The pity face makes me want to break things. When you meet me and hear my story, by all means side with me “That sucks, you’ve had to deal with a lot.“, offer (well chosen) words of support “I know someone who couldn’t have children, and they found it really hard, but they’ve adopted and have a lovely family now.” or encouragement “Just take it one day at a time and don’t expect too much of yourself at the moment.“, but if you give me the pity face, given how rapidly my ability to cope and my resolve are crumbling at the moment, I might just haul off and punch you in the snoot.
You may well pity me, but internalise it, okay? Also, I know you feel bad for me, but there’s nothing you can do to help. Really. Nothing you can do will fix this (though sometimes I might take you up on something which will provide a shiny distraction) and nothing you can do can make it better. I wish more than you will ever know, that there was something you could do. Truly.

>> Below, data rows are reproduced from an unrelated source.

Issue #270, opened 2015-04-16
Query method with IDbCommand parameter


alexeyfadeev:
We have to support legacy project using DbCommand and manual mapping. We are thinking start using Dapper-dot-net for mapping instead. But how to pass IDbCommand parameter to Query method?

I have tried to add these methods to SqlMapper class, and it works! Is it possible to add such methods to project?

public static IEnumerable<T> Query<T>(this IDbConnection cnn, IDbCommand cmd)
{
    var data = QueryImpl<T>(cnn, cmd, typeof(T));
    return data.ToList();
}

private static IEnumerable<T> QueryImpl<T>(this IDbConnection cnn, IDbCommand cmd, Type effectiveType)
{
    var command = new CommandDefinition(cmd.CommandText);
    var identity = new Identity(command.CommandText, command.CommandType, cnn, effectiveType, null, null);
    var info = GetCacheInfo(identity, cmd.Parameters, command.AddToCache);

    IDataReader reader = null;

    bool wasClosed = cnn.State == ConnectionState.Closed;
    try
    {
        if (wasClosed) cnn.Open();
        reader = cmd.ExecuteReader(wasClosed ? CommandBehavior.CloseConnection | CommandBehavior.SequentialAccess : CommandBehavior.SequentialAccess);
        wasClosed = false; // *if* the connection was closed and we got this far, then we now have a reader
        // with the CloseConnection flag, so the reader will deal with the connection; we
        // still need something in the "finally" to ensure that broken SQL still results
        // in the connection closing itself
        var tuple = info.Deserializer;
        int hash = GetColumnHash(reader);
        if (tuple.Func == null || tuple.Hash != hash)
        {
            if (reader.FieldCount == 0) //https://code.google.com/p/dapper-dot-net/issues/detail?id=57
                yield break;
            tuple = info.Deserializer = new DeserializerState(hash, GetDeserializer(effectiveType, reader, 0, -1, false));
            if (command.AddToCache) SetQueryCache(identity, info);
        }

        var func = tuple.Func;
        var convertToType = Nullable.GetUnderlyingType(effectiveType) ?? effectiveType;
        while (reader.Read())
        {
            object val = func(reader);
            if (val == null || val is T)
            {
                yield return (T)val;
            }
            else
            {
                yield return (T)Convert.ChangeType(val, convertToType, CultureInfo.InvariantCulture);
            }
        }
        while (reader.NextResult()) { }
        // happy path; close the reader cleanly - no
[...]

PR #292, opened 2015-06-03
Query method with IDbCommand parameter added

alexeyfadeev:
Added Query<T> and QueryImpl<T> methods with IDbCommand argument. It can be usefull to upgrade legacy projects using DbCommand and manual mapping and start using Dapper instead.

Also with this method no need to rebind the DbParameter collection to DbCommand from DynamicParameter List every time.

In addition, it's possible to use Dapper and LINQ to SQL together. LINQ to SQL allows to convert LINQ query to DBCommand, then it should be passed to this new Dapper method.

Additional discussion on Issue #270.

### DIFF
--- a/Dapper NET40/SqlMapper.cs
+++ b/Dapper NET40/SqlMapper.cs
@@ -1511,6 +1511,18 @@ this IDbConnection cnn, Type type, string sql, object param = null, IDbTransacti
             return command.Buffered ? data.ToList() : data;
         }
 
+        /// <summary>
+        /// Executes a query, returning the data typed as per T
+        /// </summary>
+        /// <remarks>No need to rebind DbParameter collection to DbCommand</remarks>
+        /// <returns>A sequence of data of the supplied type; if a basic type (int, string, etc) is queried then the data from the first column in assumed, otherwise an instance is
+        /// created per row, and a direct column-name===member-name mapping is assumed (case insensitive).
+        /// </returns>
+        public static IEnumerable<T> Query<T>(this IDbConnection cnn, IDbCommand cmd)
+        {
+            var data = QueryImpl<T>(cnn, cmd, typeof(T));
+            return data.ToList();
+        }
 
 
         /// <summary>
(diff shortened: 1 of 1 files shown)


mgravell:
Looks good; I will probably tweak it before deploy to add a  `bool buffered = true` optional parameter (the other optional parameters are redundant if the command is specified), and to see if we can do anything to merge the Impl method(s) rather than copy/paste, but: appreciated.

On "it's possible to use Dapper and LINQ to SQL together" - the caveat there is that there would be no binding to the DBContext; but: do you have an example of this usage?

mgravell:
I've been looking at this locally, and I wonder if this is actually the wrong way to approach this problem - I've come up with a number of thorny issues that make it easy to shoot yourself in the foot here.

I wonder - the key thing that we're trying to solve is the *object population* stage - i.e. consuming an `IDataReader` and populating objects. I wonder if the better thing to do here would be for me to add a method like

     pulblic static IEnumerable<T> Populate(this IDbDataReader reader) {...}

such that the caller can do (instead) something like:

    using(var reader = cmd.ExecuteReader()) {
        var myList = reader.Populate<Customer>().ToList();
    }

this seems to avoid a huge number of edge case problems that I'm thinking are likely to cause lots of issues. We can of course then provide a helper method that does the above (essentially the equivalent of your `Query<T>(cmd)`, but this is a different implementation to solve the same fundamental problem.

Also; we probably don't need to pass the connection in this case, since the connection is also an existing property of a command.

Thoughts?

alexeyfadeev:
Thank you for fast answer. I don't know Dapper source code well, and it would be better if this feature is performed by developer, more competent in Dapper structure. That's why I posted Issue #270 in April. A Desicion with Populate method is perfect.

Passing a connection certainly do not need, you are right.

About LINQ 2 SQL - Context is needed. Then why bother using it? Because LINQ queries are good and Dapper is fast.
Example, extension method:

public static List<T> DapperExecute<T>(this IQueryable<T> query, DataContext context)
{
    var command = context.GetCommand(query);
    return (List<T>)context.Connection.Query<T>(command);
}

alexeyfadeev:
Sorry, wrong markdown

    public static List<T> DapperExecute<T>(this IQueryable<T> query, DataContext context)
    {
        var command = context.GetCommand(query);
        return (List<T>)context.Connection.Query<T>(command);
    }

alexeyfadeev:
May be, better to add extension method to IDBCommand.

    var myList = cmd.Execute<Customer>().ToList();

alexeyfadeev:
I have removed Connection from arguments. It works.
But idea with Populate method for IDbReader and Query helper method above is better.

DamianReeves:
@mgravell I really feel having an extension method off of IDataReader is needed and would be helpful. I have current situations  where some other library I don't own gives me a IDataReader and it needs to be Deserialized/Materialized/Populated (whatever you want to call it) to an object. 
Right now Dapper has the code to do this, but to get at it you need to access the private `GetDeserializer` method.
The [Insight.Database](https://github.com/jonwagner/Insight.Database) project, which was originally based on Dapper, provides access through IDataReader and it is very helpful.

I end up taking in SqlMapper as a code file (which I wish we still directly supported through NuGet) and add the following:

    partial class SqlMapper
    {
        public static IEnumerable<T> ToSequence<T>(this IDataReader reader)
        {
            if (reader == null)
            {
                throw new ArgumentNullException("reader");
            }
            var deserializer = GetDeserializer(typeof(T), reader, 0, -1, false);
            while (reader.Read())
            {
                yield return (T)deserializer(reader);
            }
        }

        public static IList<T> ToList<T>(this IDataReader reader)
        {
            return reader.ToSequence<T>().ToList();
        }
    }

DamianReeves:
The code referenced above would be better if we could some how hook into the deserializer cache provided by Dapper, but that functionality was above my pay grade.

NickCraver:
@mgravell +1 on this approach:
```C#
public static IEnumerable<T> Populate<T>(this IDbDataReader reader) {...}
```

I have situations where I need to read things off a DataReader directly like schema and such which prevents using most of Dapper's utility. Having the inner-bits split out into a `Populate<T>` style call would be excellent for lots of low-level use cases like that.

I'll take a poke at splitting that out as a PR this week or next and see if I hit any issues.

mgravell:
I'm declining this as per the discussion above; an alternative approach will be provided to do the same thing after the FileSplitFromHell™.

Thanks for pointing out the need for this.

PR #294, opened 2015-06-05
Tests and Fixes #293

### LINKED ISSUE #293: Dapper.Contrib `Insert` throws when trying to select `@@identity` on SQL Server 2008R2
I've just realized my issue:

The Dapper.Contrib documentation says: "As with dapper, all extension methods assume the connection is already open, they will fail if the connection is closed. "

Since the first half of that statement was false, I assumed the full statement was false. (Dapper can and will open a closed connection on your behalf).  *However* they're independent statements.  I recommend the documentation be updated to "Unlike Dapper, these methods assume the connection is already open, and they wlil fail if the connection is closed." it will make people pay attention to the statement.

**-------- EDIT -------**

I just started playing with Dapper.Contrib for some of my simpler CRUD needs.  Everything seems to be working *except* inserts, which throw the following exception. (Stack Trace starts in Dapper.Contrib). The insert *does* successfully happen, but the returning of the identity value fails.

```
Microsoft.CSharp.RuntimeBinder.RuntimeBinderException: Cannot convert null to 'int' because it is a non-nullable value type
   at CallSite.Target(Closure , CallSite , Object )
   at SqlServerAdapter.Insert(IDbConnection connection, IDbTransaction transaction, Nullable`1 commandTimeout, String tableName, String columnList, String parameterList, IEnumerable`1 keyProperties, Object entityToInsert) in ~\DapperContrib.cs:line 549
   at Dapper.Contrib.Extensions.SqlMapperExtensions.Insert[T](IDbConnection connection, T entityToInsert, IDbTransaction transaction, Nullable`1 commandTimeout, ISqlAdapter sqlAdapter) in ~\DapperContrib.cs:line 252
```

My class looks like this:

```csharp
using LocalCopyOf.Dapper.Contrib.Extensions;
using Newtonsoft.Json;

namespace MySite.Models {
    [Table("section_header")]
    public class SectionHeader {
        [Key]
        public int? my_pk { get; set; }

        public string description { get; set; }

        public int? sort_key { get; set; }

        public string url { get; set; }

        public string role_needed { get; set; }

        [Computed]
        [JsonProperty("link_lines")]
        public Link[] Links { get; set; }

        public LinkHeader WithLinks(Link[] lines) {
            var header = (Link) this.MemberwiseClone();
            header.Links = lines;
            return header;
        }
    }
}
```

The table itself is defined as such:

```sql
CREATE TABLE [dbo].[section_header](
	[my_pk] [int] IDENTITY(1,1) NOT NULL,
	[description] [varchar](100) NULL,
	[sort_key] [int] NULL,
	[access_fk] [int] NULL,
	[url] [varchar](2000) NULL,
	[image_url] [varchar](2000) NULL,
	[internal] [bit] NULL,
	[role_needed] [varchar](50) NULL
) ON [PRIMARY]
```

There are various and sundry unneeded fields.

Crisfole:
I'm not 100% sure that this is the best way to fix this, but it does work (wrote a failing test, and this fixes that test).

### DIFF
--- a/Dapper.Contrib.Tests/Tests.cs
+++ b/Dapper.Contrib.Tests/Tests.cs
@@ -91,6 +91,17 @@ namespace Dapper.Contrib.Tests
             }
         }
 
+        public void InsertOnClosed()
+        {
+            using (var connection = GetConnection()) {
+                var id = connection.Insert(new User() {Name = "Adama", Age = 10});
+                var user = connection.Get<User>(id);
+                user.Id.IsEqualTo((int) id);
+                user.Name.IsEqualTo("Adama");
+                connection.Delete(user);
+            }
+        }
+
         public void InsertList()
         {
             const int numberOfEntities = 100;
--- a/Dapper.Contrib/SqlMapperExtensions.cs
+++ b/Dapper.Contrib/SqlMapperExtensions.cs
@@ -268,18 +268,23 @@ namespace Dapper.Contrib.Extensions
                 if (i < allPropertiesExceptKeyAndComputed.Count() - 1)
                     sbParameterList.Append(", ");
             }
-
-            if (!isList)    //single entity
+            int returnVal;
+            bool wasClosed = connection.State == ConnectionState.Closed;
+            if (wasClosed) connection.Open();
+            if (!isList) //single entity
             {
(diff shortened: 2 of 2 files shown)


johandanforth:
Done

If you know me in real life, be patient with me.
I know there are worse problems out there in the big, bad world, which are faced by ordinary, wonderful people undeserving of such horror, but at the moment, what makes this one so much worse is that it’s mine.
Normal service will be resumed as soon as possible.
Ten (pretty bloody valiant) Things of Thankful
1. My family, who are a constant source of love, support and have an ever-extended shoulder to cry on.
2. Ditto Husby.
3. My fertile friends and their children, whose joy and abundance I get a small part of, a short time of vicarious living, and a bittersweet reminder of what I’m missing.
4. My infertile friends, who understand exactly what this is like.
5. The warmth of the day (because even if the sunshine and colours are pissing me off, at least I’m not cold)
6. I have my health.
7. I have my health.
8. I have my health.
9. Many prayers and well-wishes from many corners of the world. I’m sure they have helped (somehow) and will continue to (somehow) – I just believe it with a part of me that can’t quite believe it right now.